PR #341, opened 2023-03-23
update: finish up TODOs for cloud SIG

xibz:


sig-cloud/README.md
```diff
@@ -56,9 +56,9 @@ _OpsMx_
 
 
 ### Meeting Cadence
- - 1 hour, monthly, on **[Zoom](TODO-need-zoom-link)**
+ - 1 hour, monthly, on **[Google Meet](https://8x8.vc/greencapsdesirepolitely)**
```
dbyron-sf, line 59: This doesn't look like a google meet link, but that probably doesn't matter.

dbyron-sf (approved):

sig-cloud/README.md
link108:
```suggestion
 - 1 hour, monthly, on **[Google Meet](https://meet.google.com/afb-rppx-zye)**
```

link108 (approved):
left a suggestion, but feel free to merge when ready!

sig-cloud/README.md
xibz: Ah yea, I think Google Meet uses 8x8 as the backend now, so the link's are basically the same thing, with different frontends.

PR #350, opened 2024-03-14
RFC: pipeline-builder library

nicolasff:
This RFC proposes to add the `pipeline-builder` Java library to the set of Spinnaker repositories. `pipeline-builder` helps developers write and maintain pipelines by writing fluent, readable, and testable code as an alternative to the internal JSON format used by Spinnaker.

---

#### Links

- Repository: https://github.com/nicolasff/pipeline-builder
- Tutorial: [examples/README.md](https://github.com/nicolasff/pipeline-builder/blob/main/examples/README.md)
- Examples: [7 classes, each building a pipeline](https://github.com/nicolasff/pipeline-builder/tree/main/examples/src/main/java/com/apple/spinnaker/examples)

### DIFF
--- a/rfc/pipeline-builder.md
+++ b/rfc/pipeline-builder.md
@@ -1,0 +1,234 @@
+# Pipeline Builder Library
+
+|               |                                                                    |
+| ------------- |--------------------------------------------------------------------|
+| **Status**    | Proposed                                                           |
+| **RFC #**     | [350](https://github.com/spinnaker/governance/pull/350)            |
+| **Author(s)** | Nicolas Favre-Felix ([`@nicolasff`](https://github.com/nicolasff)) |
+| **SIG / WG**  | Platform SIG                                                       |
+
+## Overview
+
+Add a new Java library to Spinnaker that provides a clean API with a fluent/builder style to build and maintain pipelines as testable code instead of storing and editing them in JSON directly.
+
+Repository: https://github.com/nicolasff/pipeline-builder
+
+### Example
+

- - -

WHAT YOU NEED TO DO » Find and copy each line of the listing above that holds the word "maintain".

SOLUTION TO THE EXERCISE »
This RFC proposes to add the `pipeline-builder` Java library to the set of Spinnaker repositories. `pipeline-builder` helps developers write and maintain pipelines by writing fluent, readable, and testable code as an alternative to the internal JSON format used by Spinnaker.
+Add a new Java library to Spinnaker that provides a clean API with a fluent/builder style to build and maintain pipelines as testable code instead of storing and editing them in JSON directly.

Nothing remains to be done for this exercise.